# WHAT TO PRODUCE:
Retype every line below precisely as it appears.

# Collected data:
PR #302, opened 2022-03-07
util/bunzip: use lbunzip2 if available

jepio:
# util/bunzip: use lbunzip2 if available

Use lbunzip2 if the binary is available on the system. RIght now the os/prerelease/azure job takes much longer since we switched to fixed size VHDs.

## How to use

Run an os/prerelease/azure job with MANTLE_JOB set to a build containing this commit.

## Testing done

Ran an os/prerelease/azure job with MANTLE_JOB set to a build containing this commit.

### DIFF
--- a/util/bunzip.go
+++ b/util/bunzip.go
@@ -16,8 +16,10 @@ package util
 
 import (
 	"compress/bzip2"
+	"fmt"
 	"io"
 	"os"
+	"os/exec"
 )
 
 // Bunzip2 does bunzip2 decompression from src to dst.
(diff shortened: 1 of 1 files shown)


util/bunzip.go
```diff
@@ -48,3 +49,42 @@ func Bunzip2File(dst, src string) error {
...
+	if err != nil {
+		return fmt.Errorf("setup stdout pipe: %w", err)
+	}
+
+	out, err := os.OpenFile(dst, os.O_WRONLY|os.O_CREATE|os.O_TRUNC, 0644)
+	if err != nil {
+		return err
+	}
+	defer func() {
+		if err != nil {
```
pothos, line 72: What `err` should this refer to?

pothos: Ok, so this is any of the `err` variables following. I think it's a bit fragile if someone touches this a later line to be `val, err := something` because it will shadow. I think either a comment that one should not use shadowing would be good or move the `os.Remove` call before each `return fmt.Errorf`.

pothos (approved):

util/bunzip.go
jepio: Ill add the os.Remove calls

# ANSWER:
PR #302, opened 2022-03-07
util/bunzip: use lbunzip2 if available

jepio:
# util/bunzip: use lbunzip2 if available

Use lbunzip2 if the binary is available on the system. RIght now the os/prerelease/azure job takes much longer since we switched to fixed size VHDs.

## How to use

Run an os/prerelease/azure job with MANTLE_JOB set to a build containing this commit.

## Testing done

Ran an os/prerelease/azure job with MANTLE_JOB set to a build containing this commit.

### DIFF
--- a/util/bunzip.go
+++ b/util/bunzip.go
@@ -16,8 +16,10 @@ package util
 
 import (
 	"compress/bzip2"
+	"fmt"
 	"io"
 	"os"
+	"os/exec"
 )
 
 // Bunzip2 does bunzip2 decompression from src to dst.
(diff shortened: 1 of 1 files shown)


util/bunzip.go
```diff
@@ -48,3 +49,42 @@ func Bunzip2File(dst, src string) error {
...
+	if err != nil {
+		return fmt.Errorf("setup stdout pipe: %w", err)
+	}
+
+	out, err := os.OpenFile(dst, os.O_WRONLY|os.O_CREATE|os.O_TRUNC, 0644)
+	if err != nil {
+		return err
+	}
+	defer func() {
+		if err != nil {
```
pothos, line 72: What `err` should this refer to?

pothos: Ok, so this is any of the `err` variables following. I think it's a bit fragile if someone touches this a later line to be `val, err := something` because it will shadow. I think either a comment that one should not use shadowing would be good or move the `os.Remove` call before each `return fmt.Errorf`.

pothos (approved):

util/bunzip.go
jepio: Ill add the os.Remove calls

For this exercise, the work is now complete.